CMIP is an 86-kDa adapter protein that does not belong to any known family. Its predicted structure includes an Nterminal region containing a pleckstrin homology domain (PH), a middle region characterized by the presence of several interacting docking sites, including a 14-3-3 module, a protein kinase C (PKC) domain, an Erk domain, an SH3 domain similar to the p85 regulatory subunit of phosphatidylinositol 3-kinase (PI3K), and a C-terminal region containing a leucine-rich repeat (LRR) domain. CMIP contains a nuclear localization site (NLS) near the C-terminus of the PH domain. Thus, CMIP can move to the nucleus but its localization is not clearly restricted to a particular subcompartment. In basal conditions, CMIP abundance is very low in most tissues examined [8,9]. Interestingly, nephrotic syndrome occurs in near 10% of patients with malignant tumors under targeted therapies, mainly those based on receptor tyrosine kinase inhibitors (RTKI). We have shown that RTKI induces in vivo and in vivo high CMIP expression in both lymphocytes and podocytes [10], compromising notably the NF-kB signaling pathway. Because of the limited follow-up, it is also unclear whether increased CMIP abundance in lymphocytes confers a higher sensitivity of tumor cells to RTKI.

There is growing evidence that increased CMIP abundance could affect the function and survival of podocytes [11]. Transgenic mice expressing selectively CMIP in podocytes develop heavy proteinuria without any inflammatory lesions or immune complex deposits [8]. Biochemical studies have shown that CMIP binds the Src kinase Fyn in vitro and in vivo and prevents the phosphorylation of nephrin and the recruitment of N-WASP and Nck, resulting in cytoskeleton disorganization and protein leakage.

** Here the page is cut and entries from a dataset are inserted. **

PR #11, opened 2020-11-17
Use an nginx proxy server in the metadata server

johnmcollier:

Sets up a simple nginx reverse proxy on the metadata-server containe, allowing clients to connect to the OCI registry's v2 api  (running on port 5000 in the same pod) to pull devfiles. 

This PR also properly reformats the metadata-server container image to be used as a base image for the devfile stacks + index (see https://github.com/devfile/registry/pull/1, and https://github.com/devfile/api/blob/master/docs/proposals/registry/devfile-packaging.md). As a result, this container no longer packages the index.json or devfile stacks and is no longer meant to be deployed directly, but rather be used as a base image for the devfile index image.

https://github.com/devfile/api/issues/190, only partially (see last bullet point)


oci-devfile-registry-metadata/nginx.conf
```diff
@@ -0,0 +1,62 @@
...
+        # Temporary until the new metadata server has been delivered
+        # ToDo: Update to point to the new server when ready
+        default_type application/json;
+        root /www/data;
+        index index.json;
+    }
+
+    location /v2 {      
+      # Only allow HEAD (implicit) and GET requests on the V2 api
+      limit_except GET {
```
GeekArthur, line 45: Please correct me if I am wrong. Seems like the current nginx server works as reverse proxy and redirects:
- registry API requests to registry container (block all requests except GET requests)
- other requests to index server

Given our current index server already exposes the REST APIs (/index, /devfiles/{name}) to consumers to let consumers to GET index and devfile, in other words, it already implicitly blocks the PUT/POST/DELETE requests as we don't support them for now, for the time being, seems like the current index server has the same functionalities as using index server with nginx.

Also I am thinking more about the future work for supporting dynamic registry (support POST/PUT/DELETE) as I believe currently both index server and index server with nginx don't support those functionalities.
- If we use index server we can expose more REST APIs and design it to make it more user-friendly for devfile user, inside index server we still use ORAS package to interact with registry container (it's truly not accessible from public)
- If we use index server with nginx, we rely on registry API to let use interact with registry container directly within index server container, for this case I am not sure if it's easier to use as the GET registry API is `GET /v2/<name>/blobs/<digest>`, seems like user still need to pass/store some other information instead of `GET /devfiles/{name}`

johnmcollier: You're right, it is a reverse proxy, and the doc here: https://docs.docker.com/registry/recipes/nginx/ confirms that. I'll update the PR description.

The reason we still need to expose the OCI registry to clients is because more than just the devfiles will be stored in the OCI registry (e.g. plugins, stack artifacts, etc). Using the index server's `GET /devfiles/{name}` is good for retrieving the devfile, but it doesn't work well if other artifacts are stored as part of the stack (like binary blobs).

GeekArthur (approved):
LGTM, thanks for making the changes!

GeekArthur (approved):
Add LGTM back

These findings are supported by in vivo studies showing that silencing endogenous CMIP with RNAi prevents the induction of proteinuria in LPS-treated mice. Podocyte disorders associated with increased CMIP abundance have also been observed in another experimental model of immune-mediated podocyte disease [12].

The implication of CMIP in multiple signaling pathways is likely linked to its particular structure. Thus, overexpression of CMIP induces inactivation of RhoA, downregulation of synaptopodin and loss of stress fibers, while the expression of both integrin-linked kinase (ILK) and Death-associated protein kinase (DAPK) is increased. These perturbations are reversed by cyclosporine, alongside with downregulation of CMIP abundance in podocytes [12]. Remarkably, we have provided evidence of a functional antagonism between CMIP and NF-kB. Using different approaches including chromatin immunoprecipitation, mobility shift and luciferase activity assays, we demonstrated that RelA, a major NF-kB transcription factor, binds to CMIP promoter and inhibits its activation, while RelA-deficient cells display increase CMIP abundance [10]. Conversely, overexpression of CMIP in differentiated podocytes promotes apoptosis by inducing caspase-3 activation, and upregulation of the pro-apoptotic protein Bax, while decreasing abundance of the anti-apoptotic protein Bcl-2. [11] The inhibitory effect of CMIP overexpression on NF-kB activity is independent of cell type since it has also been reported in several cell lines (jurkat cells, podocytes, Hela cells), as well as in human peripheral T lymphocytes [8,11,13]. These studies have accumulated evidence to suggest that upregulation of CMIP is harmful to podocytes and support the assumption that CMIP transcription is actively repressed in physiological conditions [14]. However, the signification of CMIP overproduction in tumor cells remains unclear. Because CMIP is an adapter protein displaying multiple effects on signaling pathways governing cell survival and death, it is postulated that CMIP induction in malignant cells could slow down the progression of the disease. However, this hypothesis does not explain why CMIP is concomitantly over induced in podocytes. Much remains to be understood about the pathophysiology of paraneoplastic glomerulopathies. As CMIP induction seems to be at the crossroads of these pathologies, further research addressing this setting will constitute an invaluable tool.